Как-то Стропилин возился со своим меньшеньким, и показалось ему, что у ребенка ногти на руках загибаются вниз, растут не ровно, как у личностей утонченных, артистических, а горочкой, закругляясь книзу, и ногтевая пластинка расширяется не лучами, а топорщится лопаткой. Евгений Петрович испугался: "Digiti hippocratici!" Стал лихорадочно листать книги, перевернул весь дом. Обегал библиотеки и знакомых. Не спал - задыхался по ночам. Уговорил доктора Мозера посмотреть "пальчики мальчика". Тот пришел, посмотрел, ничего не нашел: "Совершенно нормальные пальцы… Совершенно здоровый ребенок! Ну, что вы, Евгений Петрович!" Стропилин не унимался: "Нет, доктор, что-то не так.
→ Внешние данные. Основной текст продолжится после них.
PR #2062, opened 2023-03-01
Use flag for language selector icon

jonaharagon:
Screenshot 2023-03-01 at 11 11 01@2x

### DIFF
--- a/config/mkdocs.common.yml
+++ b/config/mkdocs.common.yml
@@ -16,15 +16,19 @@ extra:
     - name: English
       link: /en/
       lang: en
+      icon: https://raw.githubusercontent.com/twitter/twemoji/master/assets/svg/1f1fa-1f1f8.svg
     - name: Français
       link: /fr/
       lang: fr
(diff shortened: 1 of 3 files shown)


jonaharagon:
@kamilkrzyskow yeah I was testing without that override and it still didn't work, but it seems to be related to #2063 in that case, which is yet another entirely unrelated bug :)

Anyways I can just do this a different way with jinja formatting it turns out, so I'll just go with that for now. Ideally `theme/partials/header.html` could be replaced with dynamic overrides like in https://github.com/squidfunk/mkdocs-material/discussions/5060 in the long-term, but at the moment I'm not good enough at Python to figure that out.

kamilkrzyskow:
Your solution with the additional `icon` in the alternate is very clean. I really like it.

---

I mentioned your partial override, because the commit didn't remove it.
As for the #2063, you're most likely correct, as the `on_post_page` event includes the changes made by thet hook.
But why would it crash for an `.svg` external resource with some Empty Document error 🤔

I tested the hook locally and after removing your custom partial it works fine 😮‍💨 (of course this is the old Public version without the privacy plugin).

flags

blacklight447 (approved):

PR #2096, opened 2023-03-21
MIT License source code

jonaharagon:
This releases the source code (only) as MIT, as the new README section in this PR explains:

> Privacy Guides content is licensed under the Creative Commons Attribution-NoDerivatives 4.0 International Public License, and the underlying source code used to format and display that content on [www.privacyguides.org](https://www.privacyguides.org) is licensed under the MIT License.

In reality we need to do this because:

1. CC BY-ND 4.0 is not recommended for source code.
2. Some files are derivatives of files from https://github.com/squidfunk/mkdocs-material and we were not preserving the required copyright notices in those cases. You'll see he is now credited in many files in this PR.

As far as I am aware I am the only contributor (i.e. copyright holder) to all of these files (according to git blame), hence the notices in my name, if anyone else makes a substantial contribution to the source code in the future their name can be added to a new copyright notice on a separate line in the file as well.

### DIFF
--- a/.gitattributes
+++ b/.gitattributes
@@ -1,3 +1,23 @@
+# Copyright (c) 2020-2023 Jonah Aragon <jonah@triplebit.net>
+
+# Permission is hereby granted, free of charge, to any person obtaining a copy
+# of this software and associated documentation files (the "Software"), to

Посмотрите повнимательней", - твердил он. Доктор выписал ему микстуру: "Двадцать капель перед сном. Будете спать как убитый!" Стропилин пил, но не успокаивался: продолжал наблюдать за ростом ногтей, рассматривал пальцы мальчика. В конце концов пришел к выводу: "Рабочий растет", - и его охватило отчаяние. Несколько месяцев кряду он ходил сам не свой, думал о том, что он может сделать для своих детей, что с ними будет… Мысли роились. В самые неожиданные минуты он впадал в столбняк, даже в гимназии, случалось посреди урока. "Кем он будет? - вдруг думал он, и ему до боли в сердце представлялось лицо сынишки. - Бедный, бедный малыш!" Он стоял со стеклянными глазами, по его лицу катились слезы. Он ходил по библиотекам и антикварным магазинам, искал книги по хиромантии, рассматривал рисунки, забредал в странные места. Дома снова и снова проверял ручки ребенка; щупал, мял ладони малыша, выискивал уплотнения в области холма Венеры… "Но разве это что-нибудь изменит?" - звучало в его голове. Ему казалось, что он видит грядущее, в котором его сын, весь черный, как негр, долбит ломом землю; рядом, на пригорке, покрытые белой пылью, месят цемент рабочие в кепках; Стропилин слышал скрип и тарахтение машин, кирки, крики, чавканье сапог и лопаты.

Чтобы не думать об этом, садился за бумаги… писал припадками, которые длились до самого утра… пока не валился в изнеможении лицом в написанное…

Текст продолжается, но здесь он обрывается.